À Paris, de nombreux syndicats et collectifs se sont réunis devant le ministère de la Santé « Y compris dans nos syndicats, des camarades expriment des doutes par rapport au vaccin, qu’est ce que vous voulez qu’on fasse ? On ne va pas les exclure pour ça. Alors on leur demande de ne pas porter de badge CGT quand ils se rendent dans ce type de manifestation », témoigne Christophe Prudhomme.

Comme ces manifestations excèdent rarement quelques centaines de personnes même dans les villes les plus grandes, leurs configurations locales varient au grès des appels et des personnalités présentes dans les cortèges. À Lyon, alors que la CGT de l’hôpital Édouard Herriot n’avait pas appelé à rejoindre la manifestation de SUD et FO le 9 septembre, ne la trouvant pas assez claire sur la question de vaccination, les 3 organisations participaient à la manifestation du 14 septembre.
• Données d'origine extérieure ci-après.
PR #9063, opened 2026-08-29
perf(codegen): masked-window dense loops admit provably-numeric stores

proggeramlug:
Follow-up to #9041 — the last plain-array store shape that trailed node.

## What

The dense packed-f64 range loop (#6750) was **read-only**: its entry guard proves a whole static index window in bounds and hole-free on a plain raw-f64 array, and the fast clone has no side exits — so loads are bare in-window reads, but any store in the body rejected the loop entirely, sending masked fill/copy loops (`a[i & K] = v`, the ring-buffer/LUT write shape) to per-store guarded lanes.

This admits stores whose RHS **provably materializes a genuine (unboxed) double by construction** — number/integer literals, a local with a shared i32 shadow slot (a versioned-loop counter reads as `sitofp i32 → double`), or an in-window masked load (the guard proved the slot holds a raw-f64 number). Dense mode has no side exits, so the proof must be static; **no arithmetic is admitted in this cut** (an `Any`-typed operand can route `+` through a boxed-result helper). The store lowers to a bare in-window `store double`: a number carries no heap edge → no barrier, no layout note (`GC_STORE_AUDIT(POINTER_FREE)` — no new barrier stem, nothing for the census), and the array pointer is re-derived from the receiver box per store exactly like the plain-tier loads, so a loop-poll GC move cannot strand it.

## Tier discipline

- Store-admitting loops use **only the f64 dense guard tier**: a genuine-double store could break the i32 tier's all-slots-i32 loading proof mid-loop, and the TA tiers' hoisted data pointers serve reads only. `MaskedWindowArrayFact.allows_stores` is set solely in the f64 dense-with-stores scope; `masked_window_store_fact_for_index` requires it plus the PlainF64 elem.
- Dense **written** arrays take the READ-side eligibility (addressable, not scalar-replaced) instead of the full static fact set: the materialization-hazard bit trips on the very `new Array(n).fill(0)` construction calls that build these buffers, while the dense guard re-validates the ACTUAL runtime array at every loop entry and the matched body admits no call/closure/await. A wrong static hint costs one failed guard → slow loop, never correctness. Classic (side-exiting, hole-tolerant) written arrays keep the full set.

## Numbers (isolated masked store loops, dev box; node 26.5 in parens)

| receiver | before | after |
|---|---|---|
| parameter | 3.4 ns | **0.4** (0.7) |
| module global | 3.1 | **0.4** (0.7) |
| function local | 3.7 | **0.5** (0.7) |

With #9036 + #9041 + this, every plain-array store shape in the ops matrix is ahead of node.

## Correctness

- Ten-probe node differential, **byte-identical**: wrap-around fill, holey array at entry (guard fails → slow loop), window wider than the array (slow loop extends), frozen receiver, mixed-type window, read-write aliasing through the same window, two-array copy with scalar statements in the body, NaN/−0 fidelity, reduce-observed results, module-global receiver.
- Two native-proof pins: the fast clone has the f64 dense guard, **no** i32-tier guard call, **no** per-store runtime call, **no** barrier, and a raw `store double`; an RHS numeric only by TYPE (a number parameter — potentially INT32-boxed at runtime) never reaches the raw store.
- Full host gate + local suite re-run on this exact head are in flight; results follow as a comment (lint triage per the #9041 lesson: any non-template FAIL is a blocker).

## Adjacency

`stable_packed_loop.rs`/loops.rs textual adjacency with perf/packed-loop-accumulator-v2 (numeric accumulators) — semantically independent per coordination with that branch's author; whichever lands second rebases trivially.

## Summary by CodeRabbit

  * Improved dense numeric array fill and copy loops with faster in-window stores for proven numeric values.
  * Reduced per-store overhead in eligible masked-index operations.

* **Bug Fixes**
  * Added safeguards to ensure optimized stores are used only when values and array layouts are safely validated.

* **Tests**
  * Added regression coverage for optimized numeric stores and cases that must continue using the standard path.


proggeramlug:
Head is now `2e6c0c387c` — rebased onto current main (which picks up #9061's aggregate_scalar.rs split, clearing the file-size gate failure that was main-side drift) with the rustfmt fixes folded in.

Full host gate on this head: **all real lint steps pass** (formatting ✓, file-size ✓, GC store-site inventory ✓ — no new barrier stems, the masked store is POINTER_FREE), ratchets clean, suites green. One parallel-only runtime flake (`class_registry::dispatch::a_class_registration_invalidates_every_entry`) passes in isolation, same pattern as the known stack_maps one. Re-validated on this exact head: masked stores 0.4/0.4/0.5 ns (param/global/local), ten-probe node differential byte-identical, both native-proof pins green. Ready to merge.

proggeramlug:
Merged. Admitting stores into a clone that has **no side exits** means the proof has to be fully static, so that's what I went at.

The admission set is appropriately narrow — literals, a local with a shared i32 shadow slot, and an in-window masked load — and I think declining arithmetic in this cut is the right call rather than a limitation: an `Any`-typed operand routing `+` through a boxed-result helper is exactly the case a no-side-exit clone cannot recover from, and there is no cheap static way to exclude it.

Probed the ways a store could smuggle a non-double into the dense tier, or the tier could be entered when it shouldn't: literal fill, counter RHS through the `sitofp` shadow slot, an in-window masked load as RHS (the rotate shape), arithmetic RHS (must stay out of the tier and still be correct), a mid-loop string store on an `any[]`, `-0`/`NaN`/`Infinity` fidelity through the masked store, `new Array(n)` holes at entry rejecting the tier, and a 64-wide mask over 256 iterations with a full checksum read-back. **Byte-identical to node.**

Two details I checked because they are the ones that bite quietly:

- **`GC_STORE_AUDIT(POINTER_FREE)` is the correct class here**, and it is the reason there is no new barrier stem for the census to witness — a number carries no heap edge, so there is genuinely nothing to barrier. That is a real difference from #9041's lanes, not an omission, and `gc_store_site_inventory.py` agrees (green, with no new stem to register).
- **Re-deriving the array pointer from the receiver box per store** is what keeps a loop-poll GC move from stranding it. Hoisting that pointer would have been the obvious "optimization" and the #7690-family bug; matching the plain-tier loads here is the conservative choice.

The tier discipline note in the description is worth keeping visible — restricting store-admitting loops to the f64 dense guard tier because a genuine-double store would break the i32 tier's all-slots-i32 proof mid-loop is the kind of interaction that only shows up as a wrong answer much later.

Validation: `perry-codegen` 1345/0, `native_proof_regressions` **283/0**, `perry-runtime --lib` 2808/0, `perry --bins` 1066/0, `fmt --check`, `run_lint_gates.sh` **all 60 gates passed; 2 CI-only skipped**.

A Nîmes, où Sud-Santé-Sociaux s’est positionné publiquement pour dire que les manifestations antipasse sanitaire du samedi « ne sont pas des manifs de notre camp social », c’est le schéma quasi inverse : la CGT n’a pas manifesté le 14 septembre tandis que Sud et FO ont appelé à un rassemblement devant l’ARS mercredi.

Alors que l’obligation vaccinale prend effet, difficile d’imaginer quelle pourra être la suite de cette mobilisation dans les hôpitaux. « Si on observe des pertes de chance due à la suspension des soignants après le 15 septembre, la bataille pourrait bien continuer en justice », menace Christophe Prudhomme.

 

 

* : Le prénom a été modifié
** : L’activité de Soins de Suite et de Réadaptation (SSR) a pour objet de prévenir ou de réduire les conséquences fonctionnelles, physiques, cognitives, psychologiques ou sociales des déficiences et des limitations de capacité des patients et de promouvoir leur réadaptation et leur réinsertion.